For Slack exports, JSON dumps, an internal API archive, EPUB books — write your own connector. See [`docs/adding_a_source.md`](docs/adding_a_source.md) for the walkthrough with a worked JSON-files example.

## Eval

`corpus-eval` runs hand-written known-answer queries against the live corpus and reports recall@K. It's a regression signal — run it after changing chunking, switching embedders, or tweaking retrieval.

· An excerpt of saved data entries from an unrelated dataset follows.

PR #182, opened 2015-10-05
Momersion indicator and test added.

Jay-Jay-D:
Jared and Michael, here is the Momersion indicator implementation and the respective test.

### DIFF
--- a/Indicators/Momersion.cs
+++ b/Indicators/Momersion.cs
@@ -1,0 +1,144 @@
+﻿/*
+ * QUANTCONNECT.COM - Democratizing Finance, Empowering Individuals.
+ * Lean Algorithmic Trading Engine v2.0. Copyright 2014 QuantConnect Corporation.
+ *
+ * Licensed under the Apache License, Version 2.0 (the "License");
+ * you may not use this file except in compliance with the License.
+ * You may obtain a copy of the License at http://www.apache.org/licenses/LICENSE-2.0
+ *
+ * Unless required by applicable law or agreed to in writing, software
+ * distributed under the License is distributed on an "AS IS" BASIS,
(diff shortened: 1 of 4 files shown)


Indicators/Momersion.cs
```diff
@@ -0,0 +1,144 @@
...
+                Mc = _multipliedDiffWindow.Count(obs => obs > 0);
+                MRc = _multipliedDiffWindow.Count(obs => obs < 0);
+                momersion = 100m * Mc / (Mc + MRc);
+            }
+            else
+            {
+                momersion = 50m;
+            }
+
+            Current = new IndicatorDataPoint(input.Time, momersion);
```
mchandschuh: No need to set `Current` within the `ComputeNextValue` functions on indicators. They're designed such that you just return the new value and the base class will update the current

Tests/Indicators/MomersionTest.cs
```diff
@@ -0,0 +1,93 @@
+﻿using NUnit.Framework;
```
mchandschuh: Needs banner here

mchandschuh:
@Jay-Jay-D - awesome stuff! Will pull in later tonight, thanks!

Jay-Jay-D:
I'm so glad to help, thank you!

bizcad:
Hi JJ,

 

I hope you have a good trip.  Here is an interesting idea.

 

http://archive.aweber.com/awlist3824363/4iANX/h/How_to_trade_the_equity_curve.htm

 

Nick

mchandschuh:
Merged in https://github.com/QuantConnect/Lean/commit/9c2e8b03868d1724a9f1303a04a592b892465fc6

PR #185, opened 2015-10-08
Allow user to forcefully open the Market for equity and forex

desimonk:
Allow user to forcefully keep market open using config.json flag.


mchandschuh:
Hey, sorry it took a while to get to this. Could we change the configuration to be true/false values?

desimonk:
No problem.  I will send another pull request.

mchandschuh:
Pulled in #189

PR #187, opened 2015-10-15
FXCM Brokerage implementation

StefanoRaggi:


Brokerages/Fxcm/FxcmBrokerage.DataQueueHandler.cs
```diff
@@ -0,0 +1,121 @@
...
+using QuantConnect.Data.Market;
+using QuantConnect.Logging;
+using QuantConnect.Packets;
+
+namespace QuantConnect.Brokerages.Fxcm
+{
+    public partial class FxcmBrokerage
+    {
+        private readonly List<Tick> _ticks = new List<Tick>();
+        private readonly HashSet<string> _subscribedSymbols = new HashSet<string>();
```
mchandschuh: We should use the `Symbol` class instead of strings for everywhere in the engine, if possible.

mchandschuh: However, it looks like the `IDataQueueHandler.Subscribe` function needs to be updated to transport `Symbol` instances instead of strings, so for now, let's just modify this to be a `HashSet<Symbol>` and we'll add the signature change to the list.

Brokerages/Fxcm/FxcmBrokerage.DataQueueHandler.cs
```diff
@@ -0,0 +1,121 @@
...
+using System.Collections.Generic;
+using System.Linq;
+using com.fxcm.fix;
+using com.fxcm.fix.pretrade;
+using QuantConnect.Data;
+using QuantConnect.Data.Market;
+using QuantConnect.Logging;
+using QuantConnect.Packets;
+
+namespace QuantConnect.Brokerages.Fxcm
```
mchandschuh: Maybe some doc at the top of the partials to describe what this part does

Brokerages/Fxcm/FxcmBrokerage.Messaging.cs
```diff
@@ -0,0 +1,443 @@
...
+                _mapRequestsToAutoResetEvents[_currentRequest] = autoResetEvent;
+            }
+            if (!autoResetEvent.WaitOne(ResponseTimeout))
+                throw new TimeoutException(string.Format("FxcmBrokerage.LoadOpenPositions(): Operation took longer than {0} seconds.", (decimal)ResponseTimeout / 1000));
+        }
+
+        /// <summary>
+        /// Gets the quotes for the symbol
+        /// </summary>
+        public List<MarketDataSnapshot> GetQuotes(List<string> symbols)
```
mchandschuh: From the code it looks like this is an FXCM specific symbol, USD/JPY, is this correct? If so, maybe we need to provide a distinction in parameter naming to highlight that there is a difference between fxcm and qc symbols.

Brokerages/Fxcm/FxcmBrokerage.cs
```diff
@@ -0,0 +1,364 @@
...
+    {
+        private readonly IOrderProvider _orderProvider;
+        private readonly IHoldingsProvider _holdingsProvider;
+        private readonly string _server;
+        private readonly string _terminal;
+        private readonly string _userName;
+        private readonly string _password;
+
+        private Thread _orderEventThread;
+        private volatile bool _orderEventThreadStopped;
```
mchandschuh: Where appropriate I prefer to use [CancellationTokenSource](https://msdn.microsoft.com/en-us/library/system.threading.cancellationtokensource(v=vs.110).aspx) instead of explicit usage of `volatile` memory barrier semantics

Brokerages/Fxcm/FxcmBrokerage.cs
```diff
@@ -0,0 +1,364 @@
...
+                    {
+                        Thread.Sleep(1);
+                        continue;
+                    }
+
+                    OnOrderEvent(orderEvent);
+                }
+            });
+            _orderEventThread.Start();
+            while (!_orderEventThread.IsAlive) {}
```
mchandschuh: We may want a `Thread.Sleep(1)` in here to allow other threads a change to do something while we're spinning here. Is this expected to be less than a 1 ms wait here?

Brokerages/Fxcm/FxcmBrokerage.cs
```diff
@@ -0,0 +1,364 @@
...
+            Log.TraceFormat("FxcmBrokerage.GetAccountHoldings()");
+
+            var holdings = _openPositions.Values.Select(ConvertHolding).ToList();
+
+            // Set MarketPrice in each Holding
+            var symbols = holdings.Select(x => ConvertSymbolToFxcmSymbol(x.Symbol)).ToList();
+            if (symbols.Count > 0)
+            {
+                var quotes = GetQuotes(symbols).ToDictionary(x => x.getInstrument().getSymbol());
+                foreach (var holding in holdings)
```
mchandschuh: IB has a tendency to send back 0 quantity holdings, maybe we should check for something similar here as well to prevent subscribing to data we don't need

Logging/Log.cs
```diff
@@ -140,6 +140,25 @@ public static void Error(string format, params object[] args)
         }
 
         /// <summary>
+        /// Log trace with format string
+        /// </summary>
+        public static void TraceFormat(string traceFormat, params object[] args)
```
mchandschuh: I like this, but I wonder if we can just have an overload of `Log.Trace`:
```C#
public static void Trace(string message) { .. }
public static void Trace(string format, params object[] args) { ... }
```

I know R# will say overload hidden by params, but in this case it would be OK?

Thoughts?

Brokerages/Fxcm/FxcmBrokerage.cs
```diff
@@ -0,0 +1,364 @@
...
+
+            Log.TraceFormat("FxcmBrokerage.Connect()");
+
+            // create new thread to fire order events in queue
+            _orderEventThread = new Thread(() =>
+            {
+                while (!_orderEventThreadStopped)
+                {
+                    OrderEvent orderEvent;
+                    if (_orderEventQueue.IsEmpty || !_orderEventQueue.TryDequeue(out orderEvent))
```
mchandschuh: I think it's best to remove the check on `_orderEventQueue.IsEmpty` - due to the concurrent nature, the value returned from that isn't completely reliable, best to just `TryDequeue` and if not, take a nap

Brokerages/Fxcm/FxcmBrokerage.cs
```diff
@@ -0,0 +1,364 @@
...
+            if (!IsConnected)
+                throw new InvalidOperationException("FxcmBrokerage.PlaceOrder(): Unable to place order while not connected.");
+
+            if (order.Direction != OrderDirection.Buy && order.Direction != OrderDirection.Sell)
+                throw new ArgumentException("FxcmBrokerage.PlaceOrder(): Invalid Order Direction");
+
+            var symbol = ConvertSymbolToFxcmSymbol(order.Symbol);
+            var orderSide = order.Direction == OrderDirection.Buy ? SideFactory.BUY : SideFactory.SELL;
+            var quantity = (double)order.AbsoluteQuantity;
+            var accountId = _accounts.Keys.First();
```
mchandschuh: What are the various accounts for? Do they each hold different cash types (EUR, USD, GBP, ect..) and if so, can you place an order for any fx pair from any account?

Logging/Log.cs
mchandschuh: In addition, I would like to see us not have to prepend ClassName.MethodName(): everywhere we do logging, the logging infrastructure could easily resolve this, see `Log.Error` -- these changes are certainly not required as part of this PR, just mentioning for posterity.

Common/Brokerages/FxcmBrokerageModel.cs
```diff
@@ -0,0 +1,108 @@
...
+            {
+                message = new BrokerageMessageEvent(BrokerageMessageType.Warning, "NotSupported",
+                    "This model does not support " + order.Type + " order type."
+                    );
+
+                return false;
+            }
+
+            // validate order quantity
+            if (order.Quantity % 1000 != 0)
```
mchandschuh: Very thorough preorder checks, I love it!

Common/Brokerages/FxcmTransactionModel.cs
```diff
@@ -0,0 +1,105 @@
...
+        {
+            // From http://www.fxcm.com/forex/forex-pricing/ (on Oct 6th, 2015)
+            // Forex: $0.04 per side per 1k lot for EURUSD, GBPUSD, USDJPY, USDCHF, AUDUSD, EURJPY, GBPJPY
+            //        $0.06 per side per 1k lot for other instruments
+
+            // From https://www.fxcm.com/uk/markets/cfds/frequently-asked-questions/
+            // CFD: no commissions
+
+            if (security.Type != SecurityType.Forex)
+                return 0m;
```
mchandschuh: no action, but curious, should we throw since it's not supported?

Brokerages/Fxcm/FxcmBrokerage.Messaging.cs
StefanoRaggi: Correct. I'll rename the parameter to fxcmSymbols and do the same in all other places.

Brokerages/Fxcm/FxcmBrokerage.cs
StefanoRaggi: Absolutely not. I totally forgot the Thread.Sleep. Maybe I was in need of sleep when I wrote that code :smile:

Brokerages/Fxcm/FxcmBrokerage.cs
StefanoRaggi: I never saw that happening, but I'll add the check anyway.

Logging/Log.cs
StefanoRaggi: I just noticed the params overload was added two weeks ago, in the Toolbox import. :)
I'll just remove TraceFormat and use the new overload.

Brokerages/Fxcm/FxcmBrokerage.cs
StefanoRaggi: Totally agree.

Brokerages/Fxcm/FxcmBrokerage.cs
StefanoRaggi: This one was still on my todo list. I emailed fxcm asking if I could have multiple accounts for testing (the default when you open a new account is to have 1 login with 1 account). They gave me a new login id with 3 accounts, so now I can test trading with a specific account.
I would add the account id as a new parameter in config.json.
The account currency is the same for all accounts under the same login.

Common/Brokerages/FxcmTransactionModel.cs
StefanoRaggi: I added the check so GetOrderFee is CFD-ready. 
Maybe better temporarily remove CFD from FxcmBrokerageModel.CanSubmitOrder ?

Brokerages/Fxcm/FxcmBrokerage.cs
StefanoRaggi: I understand Fxcm multiple accounts are used primarily for managed accounts: [PAMM](https://en.wikipedia.org/wiki/Percent_allocation_management_module) or LAMM.

mchandschuh:
I've pulled this code down and have begun merging and will address my previous comment. Thanks for the amazing contribution @StefanoRaggi!

mchandschuh:
This was merged in https://github.com/QuantConnect/Lean/commit/f506ad503673e9c93ae7494af38d1f49f8456fbc

PR #188, opened 2015-10-16
Implements AlgoSeek Options converter

AlexCatarino:
This is the first version. In next versions, we will look for:
* Optimization; 
* Make use of an extended version of [LeanDataWriter](https://github.com/QuantConnect/Lean/blob/master/ToolBox/LeanDataWriter.cs).


ToolBox/AlgoSeekOptionsConverter/Program.cs
```diff
@@ -0,0 +1,407 @@
...
+                    }
+                }
+            }
+        }
+    }
+
+    /// <summary>
+    /// Tick class
+    /// </summary>
+    class Tick
```
jaredbroad: We can't use this name since it will conflict with the Tick type in LEAN

Data/market-hours/market-hours-database.csv
```diff
@@ -10,4 +10,5 @@
 #
 America/New_York,usa,,equity,-,-,-,-,4,9.5,16,20,4,9.5,16,20,4,9.5,16,20,4,9.5,16,20,4,9.5,16,20,-,-,-,-
 # fxcm data uses EST, does not use EDT, so use a fixed offset
-UTC-05,fxcm,,forex,17,17,24,24,+,+,+,+,+,+,+,+,+,+,+,+,+,+,+,+,0,0,17,17,-,-,-,-
\ No newline at end of file
+UTC-05,fxcm,,forex,17,17,24,24,+,+,+,+,+,+,+,+,+,+,+,+,+,+,+,+,0,0,17,17,-,-,-,-
+America/Sao_Paulo,bra,,equity,-,-,-,-,9.5,10,16.9166667,18,9.5,10,16.9166667,18,9.5,10,16.9166667,18,9.5,10,16.9166667,18,9.5,10,16.9166667,18,-,-,-,-
```
jaredbroad: Hey Alex, I think this should be moved to another pull-request. Do the SP market hours really close at 16.55?

ToolBox/AlgoSeekOptionsConverter/Program.cs
```diff
@@ -0,0 +1,407 @@
...
+
+        public override string ToString()
+        {
+            return this.Underlying + " " + this.OptionType + " " + this.Expiration + " " + this.Strike + " " + this.Time.ToString("yyyyMMdd") + " " + this.CsvFileOutput();
+        }
+    }
+    /// <summary>
+    /// TradeBar class
+    /// </summary>
+    class TradeBar
```
jaredbroad: Same here (can't use this name), I think we should figure out the new name/design for the option-tradebar/quotebar types and update this writer to create those types directly. Will discuss in the options-issue,

Data/market-hours/market-hours-database.csv
AlexCatarino: Yep. It closes at 16:55. Crazy.
How can I undo this and move to another pull-request?

ToolBox/AlgoSeekOptionsConverter/Program.cs
AlexCatarino: I will rename this class.
I can only use Tick type from LEAN when we implement quantity for bid and ask.

Data/market-hours/market-hours-database.csv
mchandschuh: The easiest way since it's only a single file is probably to take the copy from master and submit a new commit with the version from master. after committing, you can repush to this pull request

AlexCatarino: OK!

mchandschuh:
looks like you deleted the market hours database :)

No worries, will pull down locally and fix. Thanks for the contribution @AlexCatarino!!

AlexCatarino:
I am such a noobie! :8ball:

PR #189, opened 2015-10-16
Force market open2

desimonk:
Changed "open"/"close" to "true"/"false".


mchandschuh:
Thanks for this change! Super helperful for debugging on weekends!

Write your queries in any Python file that defines `EVAL_QUERIES`, then pass `--queries path/to/your_queries.py`:

```python
# my_queries.py
from dataclasses import dataclass, field

@dataclass(frozen=True)
class EvalQuery:
    query: str
    expected_keys: list[str] = field(default_factory=list)
    source_filter: list[str] | None = None
    note: str = ""

EVAL_QUERIES = [
    EvalQuery(
        query="how does the payment flow work?",
        expected_keys=["payment-design-doc"],
        note="paraphrased to stress semantic retrieval",
    ),
    # add more...
]
```

```sh
corpus-eval --queries my_queries.py --top-k 5     # baseline
corpus-eval --queries my_queries.py --rerank      # with the BGE reranker
corpus-eval --queries my_queries.py --no-hybrid   # vector-only baseline
```

Tips: paraphrase away from doc titles to stress semantic retrieval; list multiple `expected_keys` when several docs are valid answers; add a few negative queries (empty `expected_keys`) to confirm the corpus correctly fails on absent topics.

## Benchmarking

`corpus-benchmark` measures per-stage retrieval latency (embed / vector / FTS / fusion / dedupe) with p50/p95/p99 + throughput.

```sh
corpus-benchmark --runs 20                      # latency profile
corpus-benchmark --queries my_queries.py        # use your own query set
corpus-benchmark --compare voyage gemini        # embed-latency A/B
corpus-benchmark --json out.json
```

Typical profile on an M-series Mac, few-thousand-chunk corpus: `embed` dominates at 100–300ms (provider API round-trip), while `vector_search` / `fts_search` / `fusion` / `dedupe` are collectively under ~5ms. The optimization lever is "fewer or concurrent embed calls," not "faster SQLite." If `vector_search` exceeds ~50ms you've outgrown brute-force `vec0` (~100K chunks) and want HNSW indexing.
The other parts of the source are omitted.